• [WHAT TO WORK ON] Here is a listing; work out how many of its lines contain the word "null", and state only that number.

+ + + + + + +

PR #19549, opened 2026-01-23
Update wildfly-bot PR review request settings to align with current c…

bstansberry:
…omponents/leads

No JIRA as it doesn't affect production code or tests.

@emmartins @scottmarlow @fabiobrz @pferraro Please review. Note that it's not required that all areas of the code have someone assigned, so leaving 'notify' as an empty list is ok if no one finds widfly-bot's review requests for that area to be helpful. There can also be more than one person if you want to suggest an additional name(s).

### DIFF
--- a/.github/wildfly-bot.yml
+++ b/.github/wildfly-bot.yml
@@ -20,6 +20,10 @@ wildfly:
         - pferraro
         - rhusar
 
+    - id: concurrency
+      directories: [ concurrency ]
+      notify: [ emmartins ]
+
     - id: connector
       directories: [ connector ]
       notify: [ tadamski ]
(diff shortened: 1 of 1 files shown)


pferraro (approved):

fabiobrz (approved):

emmartins (approved):

rhusar (approved):
LGTM (nevertheless so NOT a fan of Flow Sequence ("arrays"), I much rather prefer Block Sequences as they work much better with SCM)

bstansberry:
tbh i didn't particularly think about flow sequence vs block sequence (terms i didn't know) -- I just kept things consistent with how other multi-element arrays in the file were done, which it seems is block sequences

scottmarlow (approved):

rhusar:
Thanks everyone but especially @bstansberry !

PR #19551, opened 2026-01-26
WFLY-21390 Fix memory leak of ComponentConfiguration after deployment being retained due to lambdas

rhusar:
ComponentConfiguration objects were being retained after deployment due to lambda expressions capturing entire configuration objects when they only needed specific values.
Since these lambdas were stored in long-lived MSC services (e.g., BinderService), the deployment-time configuration remained in memory indefinitely.

Fix lambda captures in ViewDescription and EjbJndiBindingsDeploymentUnitProcessor
Refactor StatefulSessionBeanCacheProvider SPI to avoid retaining configuration.

Resolves
https://issues.redhat.com/browse/WFLY-21390


jamezp (dismissed):

bstansberry (dismissed):

bstansberry (approved):

jamezp (approved):

bstansberry:
Thanks @rhusar and @jamezp 

I'm going to leave the WFLY unresolved for now as it's configured to block 39.0.1 (which I agree with) and that part is still to come.

rhusar:
Thats correct. I will handle the rest in the morning.

PR #19569, opened 2026-01-28
[WFLY-19393][WFLY-19694] default bytecode enhancement on and implement equivalent of having a PersistenceProvider.getClassTransformer() to allow entity enhancement and bootstrap of the persistence unit to occur in two phases without well known chicken + egg initialization problems.

scottmarlow:
https://issues.redhat.com/browse/WFLY-19393 - `Persistence container bytecode enhancement must be enabled by default to ensure better performance.`
https://issues.redhat.com/browse/WFLY-19694 - `Implement equivalent of having a PersistenceProvider.getClassTransformer() to allow entity enhancement and bootstrap of the persistence unit to occur in two phases without well known chicken + egg initialization problems.`

### DIFF
--- a/jpa/hibernate6/src/main/java/org/jboss/as/jpa/hibernate/WildFlyClassTransformer.java
+++ b/jpa/hibernate6/src/main/java/org/jboss/as/jpa/hibernate/WildFlyClassTransformer.java
@@ -1,0 +1,32 @@
+/*
+ * Copyright The WildFly Authors
+ * SPDX-License-Identifier: Apache-2.0
+ */
+
+package org.jboss.as.jpa.hibernate;
+
+import org.hibernate.bytecode.enhance.spi.DefaultEnhancementContext;
+import org.hibernate.bytecode.enhance.spi.UnloadedClass;
+import org.hibernate.jpa.internal.enhance.EnhancingClassTransformerImpl;
+
+/**
+ * WildFlyClassTransformer is simple wrapper of Hibernate ORM EnhancingClassTransformerImpl that provides
+ * bytecode enhancing of application deployment classes (e.g. entity classes).
+ *
+ * @author Scott Marlow
+ */
+public class WildFlyClassTransformer extends EnhancingClassTransformerImpl {
+
+    public WildFlyClassTransformer() {
+        super(new DefaultEnhancementContext() {
+
+            @Override
+            public boolean doExtendedEnhancement(UnloadedClass classDescriptor) {
+                // return false to disable extended enhancement so that non-entity classes are not enhanced.
+                return false;
+            }
+
+        });
+    }
+}
+
--- a/jpa/hibernate7/src/main/java/org/wildfly/persistence/jipijapa/hibernate7/WildFlyClassTransformer.java
+++ b/jpa/hibernate7/src/main/java/org/wildfly/persistence/jipijapa/hibernate7/WildFlyClassTransformer.java
@@ -1,0 +1,31 @@
+/*
+ * Copyright The WildFly Authors
+ * SPDX-License-Identifier: Apache-2.0
+ */
+package org.wildfly.persistence.jipijapa.hibernate7;
+
+import org.hibernate.bytecode.enhance.spi.DefaultEnhancementContext;
+import org.hibernate.bytecode.enhance.spi.UnloadedClass;
+import org.hibernate.jpa.internal.enhance.EnhancingClassTransformerImpl;
+
+/**
+ * WildFlyClassTransformer is simple wrapper of Hibernate ORM EnhancingClassTransformerImpl that provides
+ * bytecode enhancing of application deployment classes (e.g. entity classes).
+ *
+ * @author Scott Marlow
+ */
+public class WildFlyClassTransformer extends EnhancingClassTransformerImpl {
+
+    public WildFlyClassTransformer() {
+        super(new DefaultEnhancementContext() {
+
+            @Override
+            public boolean doExtendedEnhancement(UnloadedClass classDescriptor) {
+                // return false to disable extended enhancement so that non-entity classes are not enhanced.
+                return false;
+            }
+
+        });
+    }
+}
+
--- a/jpa/subsystem/src/main/java/org/jboss/as/jpa/config/PersistenceUnitMetadataImpl.java
+++ b/jpa/subsystem/src/main/java/org/jboss/as/jpa/config/PersistenceUnitMetadataImpl.java
@@ -100,6 +100,8 @@ public class PersistenceUnitMetadataImpl implements PersistenceUnitMetadata {
     private volatile List<String> qualifierAnnotationNames = List.of();
     private volatile boolean isDuplicate;
 
+    private static final String ORG_HIBERNATE_ORM_PROVIDER_CLASS_ENHANCER_CLASS = "org.hibernate.jpa.internal.enhance.EnhancingClassTransformerImpl";
+
     @Override
     public void setPersistenceUnitName(String name) {
         this.name = name;
@@ -376,6 +378,13 @@ public class PersistenceUnitMetadataImpl implements PersistenceUnitMetadata {
 
     @Override
     public void addTransformer(ClassTransformer classTransformer) {
+        // WFLY-19694 Do not add Hibernate ORM 6.x/7.x bytecode enhancement class transformers
+        // (e.g. org.hibernate.jpa.internal.enhance.EnhancingClassTransformerImpl)
+        // which were already added earlier via org.jboss.as.jpa.hibernate.WildFlyClassTransformer
+        // or org.wildfly.persistence.jipijapa.hibernate7.WildFlyClassTransformer
+        if (classTransformer.getClass().getName().equals(ORG_HIBERNATE_ORM_PROVIDER_CLASS_ENHANCER_CLASS)) {
+            return;
+        }
         transformers.add(classTransformer);
         if (ROOT_LOGGER.isTraceEnabled()) {
             ROOT_LOGGER.tracef("added entity class transformer '%s' for '%s'",
--- a/jpa/hibernate6/src/main/java/org/jboss/as/jpa/hibernate/HibernatePersistenceProviderAdaptor.java
+++ b/jpa/hibernate6/src/main/java/org/jboss/as/jpa/hibernate/HibernatePersistenceProviderAdaptor.java
@@ -214,6 +214,11 @@ public class HibernatePersistenceProviderAdaptor implements PersistenceProviderA
         hibernateExtendedBeanManager.beanManagerIsAvailableForUse();
     }
 
+    @Override
+    public void addClassFileTransformer(PersistenceUnitMetadata pu) {
+        pu.addTransformer(new WildFlyClassTransformer());
+    }
+
     /* start of TwoPhaseBootstrapCapable methods */
 
     public EntityManagerFactoryBuilder getBootstrap(final PersistenceUnitInfo info, final Map map) {
@@ -221,5 +226,6 @@ public class HibernatePersistenceProviderAdaptor implements PersistenceProviderA
     }
 
     /* end of TwoPhaseBootstrapCapable methods */
+
 }
 
--- a/jpa/hibernate7/src/main/java/org/wildfly/persistence/jipijapa/hibernate7/HibernatePersistenceProviderAdaptor.java
+++ b/jpa/hibernate7/src/main/java/org/wildfly/persistence/jipijapa/hibernate7/HibernatePersistenceProviderAdaptor.java
@@ -218,6 +218,11 @@ public class HibernatePersistenceProviderAdaptor implements PersistenceProviderA
         hibernateExtendedBeanManager.beanManagerIsAvailableForUse();
     }
 
+    @Override
+    public void addClassFileTransformer(PersistenceUnitMetadata pu) {
+        pu.addTransformer(new WildFlyClassTransformer());
+    }
+
     /* start of TwoPhaseBootstrapCapable methods */
 
     public EntityManagerFactoryBuilder getBootstrap(final PersistenceUnitInfo info, final Map map) {
--- a/jpa/spi/src/main/java/org/jipijapa/plugin/spi/PersistenceProviderAdaptor.java
+++ b/jpa/spi/src/main/java/org/jipijapa/plugin/spi/PersistenceProviderAdaptor.java
@@ -94,5 +94,8 @@ public interface PersistenceProviderAdaptor {
     Object beanManagerLifeCycle(BeanManager beanManager);
 
     void markPersistenceUnitAvailable(Object wrapperBeanManagerLifeCycle);
+
+    default void addClassFileTransformer(PersistenceUnitMetadata pu) {
+    }
 }
 
--- a/jpa/subsystem/src/main/java/org/jboss/as/jpa/config/Configuration.java
+++ b/jpa/subsystem/src/main/java/org/jboss/as/jpa/config/Configuration.java
@@ -7,7 +7,6 @@ package org.jboss.as.jpa.config;
 
 import java.util.HashMap;
 import java.util.Map;
-import java.util.Set;
 
 import jakarta.persistence.EntityManagerFactory;
 
@@ -272,34 +271,7 @@ public class Configuration {
         if (pu.getProperties().containsKey(Configuration.JPA_CONTAINER_CLASS_TRANSFORMER)) {
             return Boolean.parseBoolean(pu.getProperties().getProperty(Configuration.JPA_CONTAINER_CLASS_TRANSFORMER));
         }
-        if (isHibernateProvider(pu.getPersistenceProviderClassName())) {
-
-            return isAnyHibernateEnhancerPropertySpecified(pu);
-        }
         return true;
-    }
-
-    /**
-     * Consider jboss.as.jpa.classtransformer to be set to true if any hibernate.enhancer properties are set to true.
-     *
-     * @param pu
-     * @return true if any hibernate.enhancer property is detected otherwise return false
-     */
-    private static boolean isAnyHibernateEnhancerPropertySpecified(PersistenceUnitMetadata pu) {
-
-        Set<String> set = pu.getProperties().stringPropertyNames();
-        for (String key : set) {
-            if (key.startsWith(HIBERNATE_ENHANCER) &&
-                    (true == Boolean.parseBoolean(pu.getProperties().getProperty(key)))) {
-                return true;
-            }
-        }
-        return false;
-    }
-
-    private static boolean isHibernateProvider(String provider) {
-        // If the persistence provider is not specified (null case), Hibernate ORM will be used as the persistence provider.
-        return provider == null || provider.contains(HIBERNATE);
     }
 
     // key = provider class name, value = adapter module name
--- a/jpa/subsystem/src/main/java/org/jboss/as/jpa/processor/PersistenceUnitServiceHandler.java
+++ b/jpa/subsystem/src/main/java/org/jboss/as/jpa/processor/PersistenceUnitServiceHandler.java
@@ -1062,9 +1062,9 @@ public class PersistenceUnitServiceHandler {
                     final PersistenceProviderAdaptor adaptor = getPersistenceProviderAdaptor(pu, persistenceProviderDeploymentHolder, phaseContext.getDeploymentUnit(), provider, platform);
                     final boolean twoPhaseBootStrapCapable = (adaptor instanceof TwoPhaseBootstrapCapable) && Configuration.allowTwoPhaseBootstrap(pu);
                     // only add the next phase dependency, if the persistence unit service is starting early.
-                    if( !Configuration.allowApplicationDefinedDatasource(pu) && !Configuration.allowDefaultDataSourceUse(pu) && twoPhaseBootStrapCapable ) {
+                    if( Configuration.needClassFileTransformer(pu) && !Configuration.allowApplicationDefinedDatasource(pu) && !Configuration.allowDefaultDataSourceUse(pu) ) {
                         // wait until the persistence unit service is started before starting the next deployment phase
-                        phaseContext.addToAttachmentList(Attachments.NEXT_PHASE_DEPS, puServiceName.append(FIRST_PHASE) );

+ + + + + + +

• [RESULT BELOW] 2